For the given scenario ... including /lib64/noelision, a bootable recovery image and
working Networker recovery at the end .. pls. keep in mind, this is the customers
recovery environment, they rely on !

Many thanks ....

jsmeix commented at 2017-09-27 08:47:

@linuxstar2017

The fix is upstream:
https://github.com/rear/rear/pull/1502
https://github.com/rear/rear/issues/1494#issuecomment-330557699
https://github.com/rear/rear/commit/6afc9a0a8b5b80429fb0aba545302c1af8ccbe70

I do not understand why
"customer ... have current, non-working situation"
regardless of your
https://github.com/rear/rear/issues/1494#issuecomment-330224625
"that change solved the issue ! Server is now recovering"
Why cannot the customer adapt his ReaR scripts?
That's why ReaR is implemented as bash scripts, read
"Disaster recovery with Relax-and-Recover (ReaR)" in
https://en.opensuse.org/SDB:Disaster_Recovery
Regarding the upstream fix
https://github.com/rear/rear/commit/6afc9a0a8b5b80429fb0aba545302c1af8ccbe70
When the customer uses an older ReaR version
there is no LogPrintError function.
In this case use the LogPrint function instead.

In general:

The public ReaR upstream GitHub is
neither the right place for questions about SUSE's
(or any company) official customer support handling
nor for lecturing what people should "keep in mind"
when working as ReaR upstream maintainers or contributors
(where most of them do that even on a voluntary base).

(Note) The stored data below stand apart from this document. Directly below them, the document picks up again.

Issue #23, opened 2019-06-08
Provide SQL query exerpt as part of error message


DylanBaker:
There are a number of instances where the error message passed through from Looker isn't that helpful in debugging what needs to be changed, i.e. `Syntax error: Unexpected ":" at [574:12]"`. When this happens, I have to jump into the `logs/filename.sql` to find the line of SQL that is being referred to in the error. 

Ideally, it would be easier to see right away. We should be able to parse the line reference in the error message and print the section of the SQL query itself that is erroring.

PR #39, opened 2019-06-17
Query dimensions individually

### LINKED ISSUE #20: Asynchronously query explores
To speed up Fonz, we should consider using the `Run Query Async` endpoint and parallelizing our requests to run each explore. We can essentially launch each query required, then check on the status of each until a result is obtained. We should probably be able to set a limit on the number of parallel queries in case a database has low concurrency limits.

I'm guessing the `asyncio` library also has some useful tools for this.

If we get enough of a speed up, we can consider a toggled mode (or perhaps even default behavior) to do one query per dimension. This improves the UX because you can see all existing errors at once, rather than one error per explore.

joshtemple:
Closes #20, #23, #42.

### Project LookML representation

Added a new module, `lookml.py`, which contains a few classes to represent LookML objects like explores, models, and dimensions. These classes can be constructed alternatively via their `from_json` methods, which directly parse the API JSON responses (supplied in `dict` form).

Added a new method, `Fonz.build_project`, which builds the entire tree, including models, explores, and dimensions. This tree is stored in the attribute, `lookml` and is of type `Project`.

All of these objects, except `Project`, have a boolean `errored` attribute, which is set when an error is returned by a query. This attribute is used in the reporting step at the end to determine which objects returned query errors. Explores and Dimensions have an `error` attribute, which can hold a `SqlError` instance containing the queried SQL, the line number, and error message returned by the API.

### Simplifying `cli.py`

I've moved the main loop out of `cli.py` into `Fonz.validate` and `Fonz.report_results`. The new flow is as follows in `cli.py` and is much cleaner.

```
client.connect()
client.update_session()
client.build_project()
client.validate(batch)
client.report_results(batch)
```

### Batch option

You can now provide `--batch` or `--no-batch` to Fonz via the command line. The default, when nothing is specified, is to run without batching. Batch mode runs one query per explore, while no-batch mode runs one query per dimension.

### Asynchronous querying for dimensions and explores

All querying of the Looker Query endpoint uses the Async Query approach instead of Run Query. Since the queries are run asynchronously, this approach adds an extra step: create > run > check back for results until done. The run step returns a query task ID which can be used to check for results periodically.

Luckily, the Async Query endpoint is also supported in API v3.0, although it is in beta status for both 3.0 and 3.1 and is subject to changes. This endpoint is great because it returns the SQL and line number of the error already parsed in the response when there's an error.

I'm using the `backoff` library to exponentially slowdown checking for results if the query results are still pending. For example, the check results step could wait 0.1, 0.5, 1, 2, and 4 seconds sequentially until results are obtained. This limits the overall load of requests against the endpoint. We should tweak the curve used to backoff for performance tuning down the road, I haven't changed it much so far.

Finally, I'm leveraging `asyncio` and `aiohttp` libraries to run the requests asynchronously. This means that while we're waiting for the response back from Looker's API, we can launch other requests. This adds some complexity to the code, but it's a big speedup.

### Other changes

When running in no-batch mode, Fonz will show the link to the LookML of each errored dimension.

`Fonz.base_url` is now `Fonz.api_url` because we need to use the actual base URL (minus the API stuff) to build the LookML link.

Logging is slightly more sophisticated, generating subfolder trees for models and explores (if in no-batch mode).

Removed `tests/mock.py` in favor of a standard library approach which is more compatible/consistent with approaches for testing the async functions. Some of the async testing is really hard to follow, so happy to explain where necessary.

Some tests load fake JSON API response files from `tests/resources`. I have a useful convenience method called `load` that does this more easily. Feel free to take advantage of that.


.circleci/config.yml
```diff
@@ -38,7 +38,7 @@ jobs:
           name: mypy
           command: |
             . venv/bin/activate
-            mypy fonz
+            mypy fonz --ignore-missing-imports
```
joshtemple: mypy keeps throwing an import error for a package that is definitely imported and is working as far as I can tell. I confirmed that the package is installed in our CI build so I'm just disabling this feature because I'm not sure what else to do about it.

DylanBaker: Cool. Happy to disable for the moment. We can always come back to it in the future.

LICENSE
```diff
@@ -1,6 +1,6 @@
 MIT License
 
-Copyright (c) 2019 Dylan Baker
+Copyright (c) 2019 Dylan Baker & Josh Temple
```
DylanBaker: 👍 🔥

fonz/connection.py
```diff
@@ -146,100 +255,121 @@ def get_dimensions(self, model: str, explore_name: str) -> List[str]:
...
+            result = await self.get_query_results(
+                async_session, query_task_id, explore.name
             )
-        sql = response.text
 
-        return sql
+            if not result:
+                return
+            elif isinstance(result, dict) and result.get("errors"):
+                first_error = result["errors"][0]
```
DylanBaker: Is this `first_error` in that there are multiple errors or `first_error` in that the error in in the first 'row'?

fonz/lookml.py
```diff
@@ -0,0 +1,122 @@
...
+        return f"{self.__class__.__name__}(name={self.name})"
+
+
+class Dimension(LookMlObject):
+    def __init__(self, name: str, type: str, sql: str, url: str):
+        self.name = name
+        self.type = type
+        self.sql = sql
+        self.url = url
+        self.ignore = True if "fonz: ignore" in sql else False
```
DylanBaker: Is it currently implemented to actually ignore based on this?

fonz/lookml.py
```diff
@@ -0,0 +1,122 @@
+from typing import List, Optional
+from fonz.exceptions import SqlError
+
+
+class LookMlObject:
+    def __repr__(self):
+        return f"{self.__class__.__name__}(name={self.name})"
+
+
+class Dimension(LookMlObject):
```
DylanBaker: Should the `Dimension` class be aware of what explore it is in or do we think that it will always be implemented as part of the `Explore` class?

fonz/lookml.py
```diff
@@ -0,0 +1,122 @@
...
+    @classmethod
+    def from_json(cls, json_dict):
+        name = json_dict["name"]
+        type = json_dict["type"]
+        sql = json_dict["sql"]
+        url = json_dict["lookml_link"]
+        return cls(name, type, sql, url)
+
+
+class Explore(LookMlObject):
```
DylanBaker: Likewise, should an explore know what model it is from?

fonz/lookml.py
joshtemple: I thought about this and did some looking into how tree structures are implemented. It turns out that having a node that references both its children and its parents is not recommended (basically it's no longer a directed graph since you can traverse both directions). Let's leave it this way until we encounter a need that indicates otherwise.

fonz/connection.py
joshtemple: It's the first error in the array of errors returned by the API. The API response for the Async Query Result endpoint seems a little half-baked, but it seems you can get multiple errors back from the endpoint.

fonz/lookml.py
joshtemple: Not yet!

The public ReaR upstream GitHub is the right place
to report the plain facts about a ReaR issue
to get the issue analyzed and ideally even fixed
via direct communication with people who are here
as ReaR upstream maintainers and contributors.
This way an issue could get solved in a shorter time
than via an indirectly working official company support.

The public ReaR upstream GitHub does not replace
an official company support but it can complement it
by providing an efficient direct communication with the
ReaR upstream maintainers and contributors plus
either fixes so that all official company support teams
could get the fixes from the public ReaR upstream GitHub
or alternatively by providing a public visible explanation
why a particular issue cannot be fixed in ReaR
(e.g. when the cause of an issue is not "inside" ReaR).

gdha commented at 2017-09-27 09:47:

@linuxstar2017 As @jsmeix said for ReaR packages from SLES itself you should open a software case at SuSE support center, and do not bother us with these kind of questions as we have nothing to say what SuSE does or has in the pipe-line with ReaR in their products.
We are volunteers working on public ReaR upstream project and cannot speak for RHEL, SuSE, Ubuntu or what-ever Linux distro.

linuxstar2017 commented at 2017-09-27 09:54:

@gdha @jsmeix
Sorry (as explained already to jsmeix) my fault ....
Just forget it ... it's already channeled again the right way ...

jsmeix commented at 2017-10-04 14:18:

With https://github.com/rear/rear/pull/1521 merged
the whole binaries and libraries copying code is now
cleaned up and simplified.


[Export of Github issue for rear/rear.]